The master said, “This is the last time. If you cannot do it, then I will do it. I have brought this piece of glass. When I see that tears have started flowing from your eyes I will know that you are seeing the mother goddess. I will cut your forehead with the sharp piece of glass to remind you that this is the time: you do the same, cut her in two pieces. It is just your idea – there is nobody else. It is only a hypothesis.”

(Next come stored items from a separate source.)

Issue #4054, opened 2026-02-20
[Bug]: Add missing `transaction.atomic` to multi-step database operations


Arnav1709:
## Summary

Several functions across the codebase perform multiple database writes (`.save()`, `.delete()`, `bulk_create()`, `.update()`) without wrapping them in `transaction.atomic`. If any intermediate step fails, the database is left in an inconsistent state. This umbrella issue tracks adding proper transaction management to all identified locations.

## Background

Django's `transaction.atomic` ensures that a group of database operations either all succeed or all roll back. The codebase already uses `transaction.atomic` correctly in ~20 places (e.g., `submit_payment`, `record_payment_from_identifier`, `charge_payment`), but several critical paths are missing it.

## Affected Areas

| PR  | File                                                  | Functions                                                                                                 | Risk                                |
| --- | ----------------------------------------------------- | --------------------------------------------------------------------------------------------------------- | ----------------------------------- |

The master had to cut his forehead, and the mark remained for his whole life. Blood started flowing over his face, but deep inside he managed to gather courage and cut the mother goddess in two pieces. And as she fell in two pieces, it was as if a door had opened and the whole universe was his.
It took six days for him to come back. The first words that he uttered when he came back are immensely important. He said, “The last barrier has fallen.”
Any device can become a barrier too. It may help you to get rid of other things, but finally you have to get rid of it – and that may be a difficult thing. It was so difficult for Ramakrishna. And that was the last day; never again did he go into the temple. Afterward he lived three, four years; he simply forgot all about Kali.
But there are devices which will not create such a trouble, and there are devices which will fall automatically. The moment when you are reaching to the climax of your being they will simply fall down.
I call a master the great master, the perfect master, who creates devices which are going to fall on their own accord when the moment has come for the person to experience the ultimate. Other devices are created by smaller people. Perhaps they don’t know that these devices can become attachments themselves.
So everything I say is a device. My speaking to you is a device so that you can just be here – your mind is engaged, listening to me, and something invisible can go on transpiring between me and your hearts. That’s the real thing.
The words will help the mind to remain engaged. They are just like toys. When you are studying and you don’t want children to disturb you, you give them toys and they start playing with them; so you can do your work or study or do anything you want to do, and the children won’t come to you to bother you and ask you questions and this and that.
The mind is just like a child. The words are just toys for the mind – not truths, but simply toys. But while the mind is engaged something can happen from my depth to your depth. You may not understand it, but it will start bringing changes in you, transformations in your being.
I have tried sitting in silence with you, but then there is always the problem that your mind will disturb you. I have seen that the problem is I can reach your heart less; your mind is disturbing you too much. Speaking seems to be a better device: your mind remains engaged, and once in a while if I give a gap between two words, the mind does not disturb. The mind simply looks and waits: “What is going to happen? What is going to be said?”
Meanwhile the real work is happening. The real work is from my heart to your heart.